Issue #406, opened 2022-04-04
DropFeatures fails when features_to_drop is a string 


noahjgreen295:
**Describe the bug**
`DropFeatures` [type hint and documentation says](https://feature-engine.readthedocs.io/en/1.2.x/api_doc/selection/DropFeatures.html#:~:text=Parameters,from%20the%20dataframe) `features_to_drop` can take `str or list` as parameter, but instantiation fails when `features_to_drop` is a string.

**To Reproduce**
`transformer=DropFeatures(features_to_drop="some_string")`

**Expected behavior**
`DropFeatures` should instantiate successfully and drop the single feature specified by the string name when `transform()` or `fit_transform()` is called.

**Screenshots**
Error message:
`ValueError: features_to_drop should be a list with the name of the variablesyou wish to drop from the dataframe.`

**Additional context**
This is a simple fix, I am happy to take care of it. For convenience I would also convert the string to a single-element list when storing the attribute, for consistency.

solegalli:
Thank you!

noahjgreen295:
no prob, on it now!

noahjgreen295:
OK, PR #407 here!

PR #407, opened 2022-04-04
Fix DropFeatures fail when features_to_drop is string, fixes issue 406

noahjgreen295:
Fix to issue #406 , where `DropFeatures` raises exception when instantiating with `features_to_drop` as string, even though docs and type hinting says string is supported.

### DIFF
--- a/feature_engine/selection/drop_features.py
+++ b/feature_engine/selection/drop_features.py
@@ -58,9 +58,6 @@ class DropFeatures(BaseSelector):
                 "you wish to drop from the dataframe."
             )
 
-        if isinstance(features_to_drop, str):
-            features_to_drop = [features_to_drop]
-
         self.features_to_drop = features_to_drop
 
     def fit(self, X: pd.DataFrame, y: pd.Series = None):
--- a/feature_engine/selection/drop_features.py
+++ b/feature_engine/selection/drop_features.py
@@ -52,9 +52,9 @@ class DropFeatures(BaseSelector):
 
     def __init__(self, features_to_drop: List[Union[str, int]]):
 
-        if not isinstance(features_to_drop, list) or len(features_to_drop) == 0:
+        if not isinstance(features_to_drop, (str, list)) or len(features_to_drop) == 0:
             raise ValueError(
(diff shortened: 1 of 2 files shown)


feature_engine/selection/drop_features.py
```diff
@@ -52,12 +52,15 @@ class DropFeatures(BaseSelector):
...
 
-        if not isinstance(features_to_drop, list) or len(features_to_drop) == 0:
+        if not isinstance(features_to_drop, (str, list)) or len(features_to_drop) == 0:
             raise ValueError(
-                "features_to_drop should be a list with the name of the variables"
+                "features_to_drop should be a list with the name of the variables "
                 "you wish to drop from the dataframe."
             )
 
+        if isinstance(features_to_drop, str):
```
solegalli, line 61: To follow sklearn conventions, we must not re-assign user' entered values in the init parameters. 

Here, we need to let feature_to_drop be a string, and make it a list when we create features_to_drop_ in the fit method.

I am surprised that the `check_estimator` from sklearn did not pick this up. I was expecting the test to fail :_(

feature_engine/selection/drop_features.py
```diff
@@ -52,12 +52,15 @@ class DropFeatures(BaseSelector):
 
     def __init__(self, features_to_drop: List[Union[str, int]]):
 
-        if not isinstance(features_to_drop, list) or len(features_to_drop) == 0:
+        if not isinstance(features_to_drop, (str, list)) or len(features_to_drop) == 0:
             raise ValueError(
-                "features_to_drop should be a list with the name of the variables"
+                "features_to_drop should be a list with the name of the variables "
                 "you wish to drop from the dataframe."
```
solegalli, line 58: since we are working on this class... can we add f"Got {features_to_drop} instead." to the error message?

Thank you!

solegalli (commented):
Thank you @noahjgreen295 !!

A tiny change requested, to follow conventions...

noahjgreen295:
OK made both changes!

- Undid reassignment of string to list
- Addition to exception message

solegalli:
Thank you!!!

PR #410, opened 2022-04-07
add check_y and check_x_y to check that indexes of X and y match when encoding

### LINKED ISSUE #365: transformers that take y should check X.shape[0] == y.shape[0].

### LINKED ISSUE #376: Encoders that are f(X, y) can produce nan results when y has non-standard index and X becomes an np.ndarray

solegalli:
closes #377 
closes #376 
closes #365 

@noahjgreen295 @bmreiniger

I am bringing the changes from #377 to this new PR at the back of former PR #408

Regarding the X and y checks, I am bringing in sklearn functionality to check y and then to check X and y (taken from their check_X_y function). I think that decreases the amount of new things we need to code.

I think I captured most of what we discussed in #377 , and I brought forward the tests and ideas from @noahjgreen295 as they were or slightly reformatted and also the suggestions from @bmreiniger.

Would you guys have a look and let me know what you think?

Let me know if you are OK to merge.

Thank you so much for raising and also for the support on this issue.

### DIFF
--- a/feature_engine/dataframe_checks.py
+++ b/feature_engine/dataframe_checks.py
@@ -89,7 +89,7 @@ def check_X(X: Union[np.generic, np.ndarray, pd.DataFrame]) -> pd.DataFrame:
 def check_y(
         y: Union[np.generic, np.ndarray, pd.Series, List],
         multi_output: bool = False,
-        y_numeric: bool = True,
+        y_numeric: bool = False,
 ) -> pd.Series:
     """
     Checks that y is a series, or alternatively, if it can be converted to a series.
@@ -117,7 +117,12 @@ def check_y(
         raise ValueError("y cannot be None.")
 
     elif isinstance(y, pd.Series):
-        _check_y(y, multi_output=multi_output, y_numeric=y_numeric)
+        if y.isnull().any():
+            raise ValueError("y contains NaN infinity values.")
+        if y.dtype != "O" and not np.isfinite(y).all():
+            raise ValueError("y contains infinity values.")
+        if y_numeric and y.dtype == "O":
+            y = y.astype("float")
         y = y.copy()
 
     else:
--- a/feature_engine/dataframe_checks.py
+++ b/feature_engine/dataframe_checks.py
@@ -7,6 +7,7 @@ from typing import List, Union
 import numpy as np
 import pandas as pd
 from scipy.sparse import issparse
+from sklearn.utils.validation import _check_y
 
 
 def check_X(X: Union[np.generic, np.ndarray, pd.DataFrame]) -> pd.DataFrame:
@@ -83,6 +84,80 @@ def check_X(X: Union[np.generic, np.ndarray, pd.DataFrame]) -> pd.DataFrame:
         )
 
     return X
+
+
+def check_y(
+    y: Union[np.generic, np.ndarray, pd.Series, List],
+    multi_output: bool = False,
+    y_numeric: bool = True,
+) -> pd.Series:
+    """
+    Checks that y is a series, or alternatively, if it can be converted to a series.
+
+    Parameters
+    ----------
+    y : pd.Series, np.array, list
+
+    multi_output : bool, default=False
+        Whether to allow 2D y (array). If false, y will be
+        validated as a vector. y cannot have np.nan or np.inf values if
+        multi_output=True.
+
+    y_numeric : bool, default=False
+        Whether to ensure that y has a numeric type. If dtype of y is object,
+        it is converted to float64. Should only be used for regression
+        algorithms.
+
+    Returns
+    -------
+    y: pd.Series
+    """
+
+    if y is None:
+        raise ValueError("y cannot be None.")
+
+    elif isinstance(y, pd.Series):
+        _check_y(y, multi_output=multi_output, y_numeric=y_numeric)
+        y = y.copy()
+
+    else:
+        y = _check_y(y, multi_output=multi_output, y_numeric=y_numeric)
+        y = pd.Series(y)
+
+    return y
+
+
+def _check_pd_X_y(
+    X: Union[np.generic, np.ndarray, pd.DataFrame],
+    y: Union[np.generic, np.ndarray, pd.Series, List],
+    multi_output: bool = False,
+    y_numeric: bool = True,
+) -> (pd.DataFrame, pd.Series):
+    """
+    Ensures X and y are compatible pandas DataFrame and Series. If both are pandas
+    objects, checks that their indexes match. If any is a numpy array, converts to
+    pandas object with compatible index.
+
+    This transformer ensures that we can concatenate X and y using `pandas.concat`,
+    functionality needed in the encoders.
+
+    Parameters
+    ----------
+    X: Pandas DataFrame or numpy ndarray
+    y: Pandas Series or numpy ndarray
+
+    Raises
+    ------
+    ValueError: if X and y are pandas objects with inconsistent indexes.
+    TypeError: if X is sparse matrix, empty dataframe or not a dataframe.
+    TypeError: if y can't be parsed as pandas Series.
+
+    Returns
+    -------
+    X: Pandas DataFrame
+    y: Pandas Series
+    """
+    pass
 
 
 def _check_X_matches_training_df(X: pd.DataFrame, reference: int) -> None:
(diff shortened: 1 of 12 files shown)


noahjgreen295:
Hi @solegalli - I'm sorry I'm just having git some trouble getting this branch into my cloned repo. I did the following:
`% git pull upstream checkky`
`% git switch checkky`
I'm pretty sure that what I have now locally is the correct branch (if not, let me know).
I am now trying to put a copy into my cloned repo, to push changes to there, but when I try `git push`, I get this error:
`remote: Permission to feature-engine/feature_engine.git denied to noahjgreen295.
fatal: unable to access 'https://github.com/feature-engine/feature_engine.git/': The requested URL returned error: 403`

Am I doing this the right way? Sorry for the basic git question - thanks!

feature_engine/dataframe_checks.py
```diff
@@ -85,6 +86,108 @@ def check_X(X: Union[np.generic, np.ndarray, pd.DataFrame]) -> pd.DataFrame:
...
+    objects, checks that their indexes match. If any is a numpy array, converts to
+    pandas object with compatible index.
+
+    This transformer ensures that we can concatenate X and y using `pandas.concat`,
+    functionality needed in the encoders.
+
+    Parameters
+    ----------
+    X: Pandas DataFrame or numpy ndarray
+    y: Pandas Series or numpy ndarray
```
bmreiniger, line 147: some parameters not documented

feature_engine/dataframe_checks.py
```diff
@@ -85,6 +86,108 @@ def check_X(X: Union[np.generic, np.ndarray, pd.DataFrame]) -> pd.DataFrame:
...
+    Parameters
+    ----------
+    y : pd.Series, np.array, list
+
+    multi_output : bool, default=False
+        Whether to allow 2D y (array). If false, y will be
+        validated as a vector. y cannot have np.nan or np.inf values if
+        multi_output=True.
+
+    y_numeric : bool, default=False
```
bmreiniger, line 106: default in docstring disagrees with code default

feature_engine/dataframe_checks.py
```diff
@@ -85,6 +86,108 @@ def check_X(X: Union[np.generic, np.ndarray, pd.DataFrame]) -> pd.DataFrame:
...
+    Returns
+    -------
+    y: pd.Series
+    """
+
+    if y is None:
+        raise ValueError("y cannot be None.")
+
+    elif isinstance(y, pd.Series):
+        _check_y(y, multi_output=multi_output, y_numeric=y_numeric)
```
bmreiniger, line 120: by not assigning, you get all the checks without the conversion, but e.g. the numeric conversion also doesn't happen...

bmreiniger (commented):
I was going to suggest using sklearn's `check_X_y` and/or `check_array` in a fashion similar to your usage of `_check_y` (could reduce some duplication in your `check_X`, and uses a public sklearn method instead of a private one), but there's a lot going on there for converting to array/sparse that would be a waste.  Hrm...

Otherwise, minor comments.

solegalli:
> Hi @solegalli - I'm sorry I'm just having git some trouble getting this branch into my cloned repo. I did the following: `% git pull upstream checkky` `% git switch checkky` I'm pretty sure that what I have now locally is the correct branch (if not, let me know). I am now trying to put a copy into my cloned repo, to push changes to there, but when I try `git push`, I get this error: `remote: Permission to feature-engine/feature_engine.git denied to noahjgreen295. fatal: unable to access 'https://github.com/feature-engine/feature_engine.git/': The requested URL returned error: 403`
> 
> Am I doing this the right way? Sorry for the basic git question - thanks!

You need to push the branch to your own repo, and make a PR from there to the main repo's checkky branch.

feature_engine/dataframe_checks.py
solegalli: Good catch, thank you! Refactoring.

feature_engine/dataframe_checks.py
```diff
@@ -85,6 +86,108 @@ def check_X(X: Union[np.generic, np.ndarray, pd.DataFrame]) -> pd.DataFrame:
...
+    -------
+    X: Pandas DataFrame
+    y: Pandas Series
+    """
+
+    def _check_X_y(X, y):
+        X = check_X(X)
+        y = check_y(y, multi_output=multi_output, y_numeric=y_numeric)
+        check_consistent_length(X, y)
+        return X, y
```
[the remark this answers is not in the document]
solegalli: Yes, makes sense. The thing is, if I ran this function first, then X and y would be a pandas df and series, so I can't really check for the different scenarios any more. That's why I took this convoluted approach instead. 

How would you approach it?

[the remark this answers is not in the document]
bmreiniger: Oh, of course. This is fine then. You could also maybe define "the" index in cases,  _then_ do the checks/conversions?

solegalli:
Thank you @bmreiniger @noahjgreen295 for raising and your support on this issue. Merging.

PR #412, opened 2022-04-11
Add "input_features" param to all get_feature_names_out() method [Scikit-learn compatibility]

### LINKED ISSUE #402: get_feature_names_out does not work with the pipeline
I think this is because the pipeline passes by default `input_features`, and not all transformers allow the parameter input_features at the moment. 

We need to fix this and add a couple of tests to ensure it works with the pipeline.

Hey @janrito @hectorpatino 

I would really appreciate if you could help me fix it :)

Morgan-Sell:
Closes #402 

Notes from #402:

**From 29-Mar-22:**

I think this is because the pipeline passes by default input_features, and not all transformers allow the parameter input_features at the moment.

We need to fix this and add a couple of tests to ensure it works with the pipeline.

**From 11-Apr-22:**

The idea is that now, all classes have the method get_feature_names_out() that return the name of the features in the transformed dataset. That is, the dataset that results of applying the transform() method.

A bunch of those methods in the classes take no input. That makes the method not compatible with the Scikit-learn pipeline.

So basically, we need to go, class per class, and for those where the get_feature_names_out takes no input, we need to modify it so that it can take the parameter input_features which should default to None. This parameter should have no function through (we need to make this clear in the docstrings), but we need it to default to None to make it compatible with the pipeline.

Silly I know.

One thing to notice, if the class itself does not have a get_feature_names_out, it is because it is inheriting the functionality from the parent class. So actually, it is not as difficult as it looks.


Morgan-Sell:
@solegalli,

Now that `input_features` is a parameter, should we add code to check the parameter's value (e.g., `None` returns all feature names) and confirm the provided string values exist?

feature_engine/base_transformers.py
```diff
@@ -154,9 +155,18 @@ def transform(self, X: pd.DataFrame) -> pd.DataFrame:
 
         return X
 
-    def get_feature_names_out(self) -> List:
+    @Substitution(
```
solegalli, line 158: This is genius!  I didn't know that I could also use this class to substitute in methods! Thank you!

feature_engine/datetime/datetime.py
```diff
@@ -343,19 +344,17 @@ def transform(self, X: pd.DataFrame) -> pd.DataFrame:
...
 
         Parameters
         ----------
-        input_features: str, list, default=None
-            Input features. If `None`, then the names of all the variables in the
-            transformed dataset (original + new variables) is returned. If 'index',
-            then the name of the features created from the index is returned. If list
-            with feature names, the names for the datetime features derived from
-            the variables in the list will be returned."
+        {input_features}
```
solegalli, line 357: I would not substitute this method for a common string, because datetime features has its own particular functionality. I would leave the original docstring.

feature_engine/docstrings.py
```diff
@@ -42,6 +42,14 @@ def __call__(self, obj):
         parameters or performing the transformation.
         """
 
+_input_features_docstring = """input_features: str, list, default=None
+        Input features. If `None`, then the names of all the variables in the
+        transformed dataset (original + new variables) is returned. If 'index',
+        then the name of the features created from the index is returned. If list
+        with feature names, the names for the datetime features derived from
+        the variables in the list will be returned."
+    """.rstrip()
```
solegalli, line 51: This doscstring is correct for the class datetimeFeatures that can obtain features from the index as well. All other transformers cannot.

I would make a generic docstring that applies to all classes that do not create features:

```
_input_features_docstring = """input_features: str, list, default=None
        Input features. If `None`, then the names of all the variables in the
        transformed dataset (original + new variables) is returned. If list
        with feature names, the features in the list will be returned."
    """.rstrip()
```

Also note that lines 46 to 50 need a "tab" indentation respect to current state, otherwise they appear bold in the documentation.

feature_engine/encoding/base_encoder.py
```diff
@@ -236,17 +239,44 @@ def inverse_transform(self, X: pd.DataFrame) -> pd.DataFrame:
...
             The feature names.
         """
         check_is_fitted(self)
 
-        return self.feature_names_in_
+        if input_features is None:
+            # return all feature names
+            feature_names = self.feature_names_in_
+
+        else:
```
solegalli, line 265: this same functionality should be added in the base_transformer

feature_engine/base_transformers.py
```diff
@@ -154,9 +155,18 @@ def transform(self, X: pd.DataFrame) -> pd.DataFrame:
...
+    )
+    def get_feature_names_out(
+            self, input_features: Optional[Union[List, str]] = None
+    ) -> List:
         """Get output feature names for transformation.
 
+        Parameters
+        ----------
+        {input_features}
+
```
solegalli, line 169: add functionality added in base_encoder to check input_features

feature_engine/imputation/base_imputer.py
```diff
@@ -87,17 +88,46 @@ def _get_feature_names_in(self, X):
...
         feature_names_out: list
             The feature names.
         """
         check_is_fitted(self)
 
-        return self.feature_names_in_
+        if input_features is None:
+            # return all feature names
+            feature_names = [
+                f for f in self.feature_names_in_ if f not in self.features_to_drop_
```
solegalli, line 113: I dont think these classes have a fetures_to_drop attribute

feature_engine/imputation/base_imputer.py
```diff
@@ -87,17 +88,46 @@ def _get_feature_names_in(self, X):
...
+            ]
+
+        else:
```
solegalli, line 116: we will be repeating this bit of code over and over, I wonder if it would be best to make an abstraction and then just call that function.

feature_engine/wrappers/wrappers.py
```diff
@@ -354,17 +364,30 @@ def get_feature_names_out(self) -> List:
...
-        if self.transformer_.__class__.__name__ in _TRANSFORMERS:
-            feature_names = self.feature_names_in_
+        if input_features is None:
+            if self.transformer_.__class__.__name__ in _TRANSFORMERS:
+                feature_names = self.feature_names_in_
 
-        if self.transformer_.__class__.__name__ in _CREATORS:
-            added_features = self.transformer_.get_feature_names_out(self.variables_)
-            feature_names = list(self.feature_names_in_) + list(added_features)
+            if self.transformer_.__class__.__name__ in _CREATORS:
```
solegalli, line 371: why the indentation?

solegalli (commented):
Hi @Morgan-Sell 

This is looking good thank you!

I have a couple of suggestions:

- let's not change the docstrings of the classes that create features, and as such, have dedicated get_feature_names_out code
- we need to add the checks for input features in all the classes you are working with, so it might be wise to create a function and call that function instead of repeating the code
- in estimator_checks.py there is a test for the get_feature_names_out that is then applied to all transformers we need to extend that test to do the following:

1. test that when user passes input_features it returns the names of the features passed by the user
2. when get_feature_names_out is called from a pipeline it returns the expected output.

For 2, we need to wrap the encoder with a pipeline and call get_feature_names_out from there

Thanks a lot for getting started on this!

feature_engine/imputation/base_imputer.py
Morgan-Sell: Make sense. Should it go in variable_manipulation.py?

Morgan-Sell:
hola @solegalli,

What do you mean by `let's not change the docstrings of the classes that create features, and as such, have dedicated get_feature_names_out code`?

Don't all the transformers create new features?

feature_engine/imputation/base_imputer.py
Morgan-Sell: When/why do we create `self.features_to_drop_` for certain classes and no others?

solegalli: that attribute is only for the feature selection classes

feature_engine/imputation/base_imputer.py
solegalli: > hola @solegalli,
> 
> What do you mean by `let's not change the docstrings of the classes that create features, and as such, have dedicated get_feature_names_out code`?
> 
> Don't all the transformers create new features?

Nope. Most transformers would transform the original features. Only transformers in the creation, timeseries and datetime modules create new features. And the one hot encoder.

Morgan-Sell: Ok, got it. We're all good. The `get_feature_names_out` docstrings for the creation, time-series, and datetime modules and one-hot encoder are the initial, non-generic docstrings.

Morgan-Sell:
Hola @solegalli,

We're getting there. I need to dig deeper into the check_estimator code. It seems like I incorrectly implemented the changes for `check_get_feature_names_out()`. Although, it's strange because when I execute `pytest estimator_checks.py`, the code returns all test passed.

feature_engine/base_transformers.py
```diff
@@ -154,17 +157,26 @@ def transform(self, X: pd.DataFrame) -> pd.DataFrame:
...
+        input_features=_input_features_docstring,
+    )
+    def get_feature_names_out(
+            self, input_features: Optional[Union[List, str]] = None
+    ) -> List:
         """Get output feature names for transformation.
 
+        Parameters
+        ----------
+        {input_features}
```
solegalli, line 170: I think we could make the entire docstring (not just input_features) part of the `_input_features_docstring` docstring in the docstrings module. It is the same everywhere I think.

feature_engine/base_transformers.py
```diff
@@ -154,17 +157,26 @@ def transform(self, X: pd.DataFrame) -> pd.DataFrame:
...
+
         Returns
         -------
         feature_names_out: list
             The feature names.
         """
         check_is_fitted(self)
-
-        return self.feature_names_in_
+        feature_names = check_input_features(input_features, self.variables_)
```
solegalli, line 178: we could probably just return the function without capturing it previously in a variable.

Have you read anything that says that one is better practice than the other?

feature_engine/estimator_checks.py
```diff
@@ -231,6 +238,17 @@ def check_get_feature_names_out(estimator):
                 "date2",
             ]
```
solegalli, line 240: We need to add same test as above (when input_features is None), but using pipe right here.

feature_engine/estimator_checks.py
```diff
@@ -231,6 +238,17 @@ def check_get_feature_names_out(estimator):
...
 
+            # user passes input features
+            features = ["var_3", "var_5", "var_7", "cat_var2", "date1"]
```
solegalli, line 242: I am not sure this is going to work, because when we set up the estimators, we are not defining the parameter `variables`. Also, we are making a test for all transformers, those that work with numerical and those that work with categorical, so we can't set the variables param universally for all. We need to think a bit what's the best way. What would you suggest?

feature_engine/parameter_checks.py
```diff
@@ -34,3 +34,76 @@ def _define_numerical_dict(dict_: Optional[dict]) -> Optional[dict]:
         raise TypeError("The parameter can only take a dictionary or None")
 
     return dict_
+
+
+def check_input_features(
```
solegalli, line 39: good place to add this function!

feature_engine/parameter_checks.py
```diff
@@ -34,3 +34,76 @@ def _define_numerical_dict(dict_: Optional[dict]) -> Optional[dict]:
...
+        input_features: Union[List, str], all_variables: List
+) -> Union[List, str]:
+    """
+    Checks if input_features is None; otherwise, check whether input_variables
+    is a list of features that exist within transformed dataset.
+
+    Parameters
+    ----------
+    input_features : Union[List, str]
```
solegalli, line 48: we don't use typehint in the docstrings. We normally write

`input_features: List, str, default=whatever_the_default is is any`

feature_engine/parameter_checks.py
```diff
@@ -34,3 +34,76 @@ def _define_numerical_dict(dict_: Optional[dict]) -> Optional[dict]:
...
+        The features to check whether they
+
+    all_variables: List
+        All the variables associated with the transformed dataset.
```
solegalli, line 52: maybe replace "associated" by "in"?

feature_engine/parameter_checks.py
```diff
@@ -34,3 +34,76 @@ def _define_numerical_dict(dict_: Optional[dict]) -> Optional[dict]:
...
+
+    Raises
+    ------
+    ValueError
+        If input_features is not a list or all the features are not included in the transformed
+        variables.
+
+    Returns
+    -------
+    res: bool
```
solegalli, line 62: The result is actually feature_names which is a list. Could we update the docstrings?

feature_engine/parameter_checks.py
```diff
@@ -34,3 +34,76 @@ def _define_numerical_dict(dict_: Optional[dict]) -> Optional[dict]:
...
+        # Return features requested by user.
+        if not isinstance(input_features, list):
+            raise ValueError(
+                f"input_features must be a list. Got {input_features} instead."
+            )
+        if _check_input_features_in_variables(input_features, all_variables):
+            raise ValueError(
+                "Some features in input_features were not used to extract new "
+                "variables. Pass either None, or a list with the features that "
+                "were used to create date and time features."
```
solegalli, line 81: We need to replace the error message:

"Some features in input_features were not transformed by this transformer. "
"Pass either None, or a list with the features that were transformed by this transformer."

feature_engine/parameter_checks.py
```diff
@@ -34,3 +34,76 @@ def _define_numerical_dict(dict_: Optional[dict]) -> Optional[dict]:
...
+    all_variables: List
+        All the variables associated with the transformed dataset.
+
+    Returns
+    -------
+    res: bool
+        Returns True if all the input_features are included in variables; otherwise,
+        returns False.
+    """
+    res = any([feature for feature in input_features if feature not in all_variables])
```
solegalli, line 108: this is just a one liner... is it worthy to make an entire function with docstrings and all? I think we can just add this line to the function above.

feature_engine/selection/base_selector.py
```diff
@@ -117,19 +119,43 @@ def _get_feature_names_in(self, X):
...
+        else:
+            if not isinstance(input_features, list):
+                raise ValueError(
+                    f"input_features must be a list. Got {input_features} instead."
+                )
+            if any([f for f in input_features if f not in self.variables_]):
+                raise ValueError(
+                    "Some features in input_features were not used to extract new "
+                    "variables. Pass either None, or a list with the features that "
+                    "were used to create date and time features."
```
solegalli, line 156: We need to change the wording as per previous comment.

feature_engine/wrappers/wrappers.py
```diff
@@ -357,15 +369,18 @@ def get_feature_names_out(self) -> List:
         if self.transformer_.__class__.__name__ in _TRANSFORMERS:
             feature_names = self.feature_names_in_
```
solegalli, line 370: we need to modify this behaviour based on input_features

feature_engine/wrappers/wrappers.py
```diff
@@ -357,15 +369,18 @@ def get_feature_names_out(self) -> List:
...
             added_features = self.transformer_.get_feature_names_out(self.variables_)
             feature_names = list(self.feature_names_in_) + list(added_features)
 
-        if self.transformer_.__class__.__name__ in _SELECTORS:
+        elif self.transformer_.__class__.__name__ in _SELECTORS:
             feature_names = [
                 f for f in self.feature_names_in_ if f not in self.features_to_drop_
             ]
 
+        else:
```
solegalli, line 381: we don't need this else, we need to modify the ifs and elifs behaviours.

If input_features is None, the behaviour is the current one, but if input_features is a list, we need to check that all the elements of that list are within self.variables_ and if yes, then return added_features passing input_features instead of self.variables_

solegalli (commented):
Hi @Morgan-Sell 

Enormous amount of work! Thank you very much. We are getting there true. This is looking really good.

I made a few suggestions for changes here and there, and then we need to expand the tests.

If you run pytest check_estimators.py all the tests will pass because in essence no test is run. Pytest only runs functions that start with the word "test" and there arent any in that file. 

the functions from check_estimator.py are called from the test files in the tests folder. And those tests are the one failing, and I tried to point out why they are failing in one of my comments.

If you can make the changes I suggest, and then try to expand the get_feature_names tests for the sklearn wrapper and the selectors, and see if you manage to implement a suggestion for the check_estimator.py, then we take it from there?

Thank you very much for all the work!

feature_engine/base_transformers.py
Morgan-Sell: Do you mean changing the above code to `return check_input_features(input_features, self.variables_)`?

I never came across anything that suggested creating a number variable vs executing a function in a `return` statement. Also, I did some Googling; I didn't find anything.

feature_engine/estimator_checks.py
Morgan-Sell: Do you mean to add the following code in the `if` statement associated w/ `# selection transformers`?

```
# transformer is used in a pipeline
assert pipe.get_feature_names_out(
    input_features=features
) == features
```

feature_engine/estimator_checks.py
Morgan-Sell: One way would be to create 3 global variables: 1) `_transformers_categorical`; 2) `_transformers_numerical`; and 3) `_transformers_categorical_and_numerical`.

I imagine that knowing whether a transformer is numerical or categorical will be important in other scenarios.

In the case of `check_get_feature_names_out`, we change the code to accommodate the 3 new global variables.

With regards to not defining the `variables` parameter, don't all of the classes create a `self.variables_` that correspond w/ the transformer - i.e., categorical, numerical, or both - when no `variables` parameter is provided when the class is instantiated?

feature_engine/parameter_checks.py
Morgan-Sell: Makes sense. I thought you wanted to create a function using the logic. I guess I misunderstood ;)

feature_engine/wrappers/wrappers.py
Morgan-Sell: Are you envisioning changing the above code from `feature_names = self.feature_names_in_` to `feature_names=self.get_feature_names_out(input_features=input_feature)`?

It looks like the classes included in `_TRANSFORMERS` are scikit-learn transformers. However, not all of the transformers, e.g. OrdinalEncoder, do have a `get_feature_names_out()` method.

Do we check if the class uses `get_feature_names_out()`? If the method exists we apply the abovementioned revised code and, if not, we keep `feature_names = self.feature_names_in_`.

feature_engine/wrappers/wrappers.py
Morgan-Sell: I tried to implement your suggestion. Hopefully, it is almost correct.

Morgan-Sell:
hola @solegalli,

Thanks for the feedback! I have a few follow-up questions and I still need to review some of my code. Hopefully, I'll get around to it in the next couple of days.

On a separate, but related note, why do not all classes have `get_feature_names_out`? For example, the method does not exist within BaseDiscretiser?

★ ★ ★ ★ ★ ★ ★

» **What is expected**:
Each line containing the word "didn" needs to be copied from the data above.

» **The answer**:
solegalli, line 158: This is genius!  I didn't know that I could also use this class to substitute in methods! Thank you!
I never came across anything that suggested creating a number variable vs executing a function in a `return` statement. Also, I did some Googling; I didn't find anything.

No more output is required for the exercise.